- Opening Delimiter -
PR #2264, opened 2024-12-06
[LTD-5708] Pre-fill LU licence conditions

currycoder:
### Aim

LU and MOD-ECJU give advice through a "Review and combine" consolidation flow.  This means that they are collating advice for a number of teams at once (all OGDs for LU/all MOD teams for MOD-ECJU).

This change makes it so that the licence conditions textarea for the consolidation flow is pre-populated from conditions across advice from all "feeder" teams.

In terms of mechanical changes, this includes:
- Setting the `proviso` initial value as all feeder teams' provisos concatenated together.
- Retaining the ability for the consolidating team to add picklist values to the condition with a new `CannedSnippetTextArea` component.

[LTD-5708](https://uktrade.atlassian.net/browse/LTD-5708)

[LTD-5708]: https://uktrade.atlassian.net/browse/LTD-5708?atlOrigin=eyJpIjoiNWRkNTljNzYxNjVmNDY3MDlhMDU5Y2ZhYzA5YTRkZjUiLCJwIjoiZ2l0aHViLWNvbS1KU1cifQ


caseworker/advice/forms.py
```diff
@@ -184,16 +186,46 @@ def __init__(self, *args, **kwargs):
         )
 
 
-class ConsolidateApprovalForm(GiveApprovalAdviceForm):
-    """Approval form minus some fields."""
+class ConsolidateApprovalForm(PicklistAdviceForm):
```
currycoder, line 189: Stop just inheriting from a form which has many more fields than needed and be explicit.

caseworker/advice/views/consolidate_advice.py
```diff
@@ -82,9 +86,17 @@ class ConsolidateApproveView(BaseConsolidationView):
...
+        """
+        Collate all provisos across all team advice in to a single string.
+        """
+        # Should be a set, but dict gives us consistent ordering
+        unique_provisos = {}
+        for team_advice in self.advice_to_consolidate:
+            for advice in team_advice:
+                if advice["proviso"]:
+                    unique_provisos[advice["proviso"]] = None
+        return "\n\n--------\n".join(unique_provisos.keys())
```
- Closing Delimiter -
* _Exercise_: Word for word, retype each record.

* _Finished task_:
PR #2264, opened 2024-12-06
[LTD-5708] Pre-fill LU licence conditions

currycoder:
### Aim

LU and MOD-ECJU give advice through a "Review and combine" consolidation flow.  This means that they are collating advice for a number of teams at once (all OGDs for LU/all MOD teams for MOD-ECJU).

This change makes it so that the licence conditions textarea for the consolidation flow is pre-populated from conditions across advice from all "feeder" teams.

In terms of mechanical changes, this includes:
- Setting the `proviso` initial value as all feeder teams' provisos concatenated together.
- Retaining the ability for the consolidating team to add picklist values to the condition with a new `CannedSnippetTextArea` component.

[LTD-5708](https://uktrade.atlassian.net/browse/LTD-5708)

[LTD-5708]: https://uktrade.atlassian.net/browse/LTD-5708?atlOrigin=eyJpIjoiNWRkNTljNzYxNjVmNDY3MDlhMDU5Y2ZhYzA5YTRkZjUiLCJwIjoiZ2l0aHViLWNvbS1KU1cifQ


caseworker/advice/forms.py
```diff
@@ -184,16 +186,46 @@ def __init__(self, *args, **kwargs):
         )
 
 
-class ConsolidateApprovalForm(GiveApprovalAdviceForm):
-    """Approval form minus some fields."""
+class ConsolidateApprovalForm(PicklistAdviceForm):
```
currycoder, line 189: Stop just inheriting from a form which has many more fields than needed and be explicit.

caseworker/advice/views/consolidate_advice.py
```diff
@@ -82,9 +86,17 @@ class ConsolidateApproveView(BaseConsolidationView):
...
+        """
+        Collate all provisos across all team advice in to a single string.
+        """
+        # Should be a set, but dict gives us consistent ordering
+        unique_provisos = {}
+        for team_advice in self.advice_to_consolidate:
+            for advice in team_advice:
+                if advice["proviso"]:
+                    unique_provisos[advice["proviso"]] = None
+        return "\n\n--------\n".join(unique_provisos.keys())
```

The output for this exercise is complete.